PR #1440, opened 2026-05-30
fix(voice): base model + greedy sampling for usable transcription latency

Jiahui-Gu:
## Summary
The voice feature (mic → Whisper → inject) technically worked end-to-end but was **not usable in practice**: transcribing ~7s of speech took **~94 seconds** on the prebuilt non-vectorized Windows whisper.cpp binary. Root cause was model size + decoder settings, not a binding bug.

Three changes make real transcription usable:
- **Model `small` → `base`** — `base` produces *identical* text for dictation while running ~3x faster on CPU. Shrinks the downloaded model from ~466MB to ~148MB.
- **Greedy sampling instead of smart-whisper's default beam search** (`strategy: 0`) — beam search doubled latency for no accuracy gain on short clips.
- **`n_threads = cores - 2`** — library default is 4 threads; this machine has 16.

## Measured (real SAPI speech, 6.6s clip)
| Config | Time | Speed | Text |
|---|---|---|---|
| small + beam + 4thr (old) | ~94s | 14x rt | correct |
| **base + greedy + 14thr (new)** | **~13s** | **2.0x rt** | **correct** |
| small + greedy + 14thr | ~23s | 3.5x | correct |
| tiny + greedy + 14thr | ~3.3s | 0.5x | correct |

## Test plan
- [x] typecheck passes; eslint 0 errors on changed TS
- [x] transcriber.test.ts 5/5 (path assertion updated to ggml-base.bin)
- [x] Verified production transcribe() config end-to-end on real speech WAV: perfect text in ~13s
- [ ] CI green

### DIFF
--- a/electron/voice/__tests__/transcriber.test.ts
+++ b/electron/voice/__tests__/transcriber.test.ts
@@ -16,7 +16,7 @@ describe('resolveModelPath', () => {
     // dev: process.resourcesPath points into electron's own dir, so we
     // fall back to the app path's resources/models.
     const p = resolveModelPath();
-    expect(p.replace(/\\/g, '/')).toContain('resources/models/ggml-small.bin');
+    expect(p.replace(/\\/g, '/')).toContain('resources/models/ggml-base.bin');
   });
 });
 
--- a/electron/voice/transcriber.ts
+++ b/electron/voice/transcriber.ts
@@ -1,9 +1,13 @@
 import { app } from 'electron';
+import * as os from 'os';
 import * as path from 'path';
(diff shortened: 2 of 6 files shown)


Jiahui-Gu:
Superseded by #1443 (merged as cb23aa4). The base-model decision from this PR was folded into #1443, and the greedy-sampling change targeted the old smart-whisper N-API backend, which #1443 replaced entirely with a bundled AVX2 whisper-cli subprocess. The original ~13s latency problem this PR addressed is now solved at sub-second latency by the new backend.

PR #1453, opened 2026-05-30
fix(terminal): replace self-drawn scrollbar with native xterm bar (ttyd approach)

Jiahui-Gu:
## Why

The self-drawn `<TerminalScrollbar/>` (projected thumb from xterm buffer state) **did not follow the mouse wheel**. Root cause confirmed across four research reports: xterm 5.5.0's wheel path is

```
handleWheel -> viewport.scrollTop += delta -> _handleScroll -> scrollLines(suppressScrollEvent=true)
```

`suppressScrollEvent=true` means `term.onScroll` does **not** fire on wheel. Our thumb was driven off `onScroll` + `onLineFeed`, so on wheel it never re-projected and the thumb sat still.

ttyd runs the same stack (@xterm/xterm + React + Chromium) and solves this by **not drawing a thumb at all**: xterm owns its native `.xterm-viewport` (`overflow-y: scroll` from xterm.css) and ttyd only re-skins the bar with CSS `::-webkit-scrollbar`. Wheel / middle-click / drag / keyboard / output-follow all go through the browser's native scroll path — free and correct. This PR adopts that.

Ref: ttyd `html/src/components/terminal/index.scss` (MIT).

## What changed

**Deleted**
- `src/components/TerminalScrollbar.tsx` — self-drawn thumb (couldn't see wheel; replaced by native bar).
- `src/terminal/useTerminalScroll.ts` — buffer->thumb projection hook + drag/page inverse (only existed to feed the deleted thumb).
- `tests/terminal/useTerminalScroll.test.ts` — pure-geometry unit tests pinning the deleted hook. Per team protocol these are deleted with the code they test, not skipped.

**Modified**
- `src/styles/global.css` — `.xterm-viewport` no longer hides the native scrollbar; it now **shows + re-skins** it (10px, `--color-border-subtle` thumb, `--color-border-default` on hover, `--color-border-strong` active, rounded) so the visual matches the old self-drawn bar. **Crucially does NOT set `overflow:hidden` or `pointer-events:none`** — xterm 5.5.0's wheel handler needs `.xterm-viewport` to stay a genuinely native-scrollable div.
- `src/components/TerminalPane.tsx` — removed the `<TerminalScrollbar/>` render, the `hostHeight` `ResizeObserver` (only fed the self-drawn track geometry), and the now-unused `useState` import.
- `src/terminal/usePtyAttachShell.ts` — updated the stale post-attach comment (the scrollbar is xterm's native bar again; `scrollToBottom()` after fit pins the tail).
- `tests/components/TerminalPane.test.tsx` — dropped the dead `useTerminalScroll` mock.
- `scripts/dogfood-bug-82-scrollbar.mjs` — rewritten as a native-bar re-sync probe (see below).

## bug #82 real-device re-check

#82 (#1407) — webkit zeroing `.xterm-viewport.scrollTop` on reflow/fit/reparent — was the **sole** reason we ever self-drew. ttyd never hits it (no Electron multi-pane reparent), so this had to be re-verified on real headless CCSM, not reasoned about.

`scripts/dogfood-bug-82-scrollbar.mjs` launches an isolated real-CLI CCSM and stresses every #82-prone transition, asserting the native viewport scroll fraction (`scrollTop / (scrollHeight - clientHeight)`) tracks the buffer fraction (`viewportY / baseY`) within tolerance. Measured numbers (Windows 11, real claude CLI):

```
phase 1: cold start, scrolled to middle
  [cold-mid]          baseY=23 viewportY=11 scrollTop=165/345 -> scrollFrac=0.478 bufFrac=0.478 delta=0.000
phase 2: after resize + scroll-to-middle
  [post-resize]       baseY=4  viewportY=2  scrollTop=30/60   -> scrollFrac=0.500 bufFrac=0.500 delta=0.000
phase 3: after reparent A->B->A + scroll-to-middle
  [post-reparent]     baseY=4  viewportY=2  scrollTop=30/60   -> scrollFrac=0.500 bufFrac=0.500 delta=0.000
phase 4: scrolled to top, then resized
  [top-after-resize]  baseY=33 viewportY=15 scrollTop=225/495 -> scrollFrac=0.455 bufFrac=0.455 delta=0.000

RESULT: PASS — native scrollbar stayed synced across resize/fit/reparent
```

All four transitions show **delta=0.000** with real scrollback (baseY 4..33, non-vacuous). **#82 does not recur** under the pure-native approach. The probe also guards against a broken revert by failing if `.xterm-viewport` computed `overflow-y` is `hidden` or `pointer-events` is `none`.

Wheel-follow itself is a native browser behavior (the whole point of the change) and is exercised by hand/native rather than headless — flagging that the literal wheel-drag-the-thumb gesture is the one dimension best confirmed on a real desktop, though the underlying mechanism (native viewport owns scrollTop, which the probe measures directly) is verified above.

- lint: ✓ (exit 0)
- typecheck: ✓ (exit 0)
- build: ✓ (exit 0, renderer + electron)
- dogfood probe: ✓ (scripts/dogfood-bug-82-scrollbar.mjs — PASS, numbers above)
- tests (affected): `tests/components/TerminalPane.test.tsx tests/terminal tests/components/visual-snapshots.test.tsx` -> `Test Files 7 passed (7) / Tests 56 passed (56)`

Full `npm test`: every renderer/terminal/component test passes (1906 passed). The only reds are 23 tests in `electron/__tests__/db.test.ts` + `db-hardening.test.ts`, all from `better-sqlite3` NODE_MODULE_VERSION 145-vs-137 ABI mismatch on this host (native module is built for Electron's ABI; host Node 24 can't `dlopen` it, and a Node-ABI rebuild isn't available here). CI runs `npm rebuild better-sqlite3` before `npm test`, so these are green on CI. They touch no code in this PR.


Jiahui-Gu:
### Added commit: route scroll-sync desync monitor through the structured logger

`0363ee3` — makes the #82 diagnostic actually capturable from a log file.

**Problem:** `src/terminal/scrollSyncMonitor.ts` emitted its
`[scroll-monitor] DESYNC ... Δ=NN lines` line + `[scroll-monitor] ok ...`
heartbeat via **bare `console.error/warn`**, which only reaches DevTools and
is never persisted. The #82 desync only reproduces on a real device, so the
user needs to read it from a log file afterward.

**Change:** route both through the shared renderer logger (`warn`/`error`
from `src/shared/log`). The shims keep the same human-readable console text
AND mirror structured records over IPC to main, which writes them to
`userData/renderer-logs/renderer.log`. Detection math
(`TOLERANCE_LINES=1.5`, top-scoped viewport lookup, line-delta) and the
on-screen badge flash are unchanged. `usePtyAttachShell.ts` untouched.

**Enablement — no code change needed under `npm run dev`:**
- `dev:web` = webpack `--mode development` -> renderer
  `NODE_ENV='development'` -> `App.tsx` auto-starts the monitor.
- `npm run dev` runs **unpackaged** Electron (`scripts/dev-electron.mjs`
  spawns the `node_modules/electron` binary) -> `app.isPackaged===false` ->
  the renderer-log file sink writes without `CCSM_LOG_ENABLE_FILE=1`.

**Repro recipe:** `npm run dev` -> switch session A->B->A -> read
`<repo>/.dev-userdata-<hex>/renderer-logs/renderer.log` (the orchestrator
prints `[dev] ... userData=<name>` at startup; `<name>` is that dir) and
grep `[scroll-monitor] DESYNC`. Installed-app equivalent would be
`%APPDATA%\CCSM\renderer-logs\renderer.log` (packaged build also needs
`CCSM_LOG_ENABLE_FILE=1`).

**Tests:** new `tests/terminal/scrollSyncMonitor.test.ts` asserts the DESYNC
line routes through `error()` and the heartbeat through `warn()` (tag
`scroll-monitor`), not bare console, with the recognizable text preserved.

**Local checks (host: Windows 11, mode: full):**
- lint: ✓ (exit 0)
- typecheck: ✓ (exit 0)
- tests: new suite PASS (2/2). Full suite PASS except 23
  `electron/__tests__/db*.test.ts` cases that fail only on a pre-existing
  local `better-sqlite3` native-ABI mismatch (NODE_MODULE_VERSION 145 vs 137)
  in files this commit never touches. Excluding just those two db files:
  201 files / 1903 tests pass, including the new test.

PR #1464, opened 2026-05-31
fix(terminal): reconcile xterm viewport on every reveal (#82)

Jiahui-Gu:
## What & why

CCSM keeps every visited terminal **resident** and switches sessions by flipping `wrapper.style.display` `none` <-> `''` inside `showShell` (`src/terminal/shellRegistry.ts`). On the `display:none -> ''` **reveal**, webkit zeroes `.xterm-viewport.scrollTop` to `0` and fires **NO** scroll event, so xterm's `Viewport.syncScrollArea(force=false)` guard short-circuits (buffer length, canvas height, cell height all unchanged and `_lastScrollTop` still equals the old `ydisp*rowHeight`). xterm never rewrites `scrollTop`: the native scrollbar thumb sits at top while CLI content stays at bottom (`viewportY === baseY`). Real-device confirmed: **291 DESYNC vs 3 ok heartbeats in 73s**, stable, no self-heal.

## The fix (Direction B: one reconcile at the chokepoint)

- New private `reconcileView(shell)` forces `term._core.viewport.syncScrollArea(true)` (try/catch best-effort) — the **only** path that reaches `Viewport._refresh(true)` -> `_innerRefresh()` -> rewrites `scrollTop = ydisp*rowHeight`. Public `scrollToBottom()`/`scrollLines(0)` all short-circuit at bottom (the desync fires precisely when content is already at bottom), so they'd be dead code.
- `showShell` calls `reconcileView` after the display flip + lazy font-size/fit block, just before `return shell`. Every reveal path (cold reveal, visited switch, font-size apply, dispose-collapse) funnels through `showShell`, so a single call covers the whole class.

○ ○ ○ ○

Work order
From the data above, return every line from the line that has "heartbeat via **bare" up to and including the line that has "user needs to", exactly.

Exercise result
heartbeat via **bare `console.error/warn`**, which only reaches DevTools and
is never persisted. The #82 desync only reproduces on a real device, so the
user needs to read it from a log file afterward.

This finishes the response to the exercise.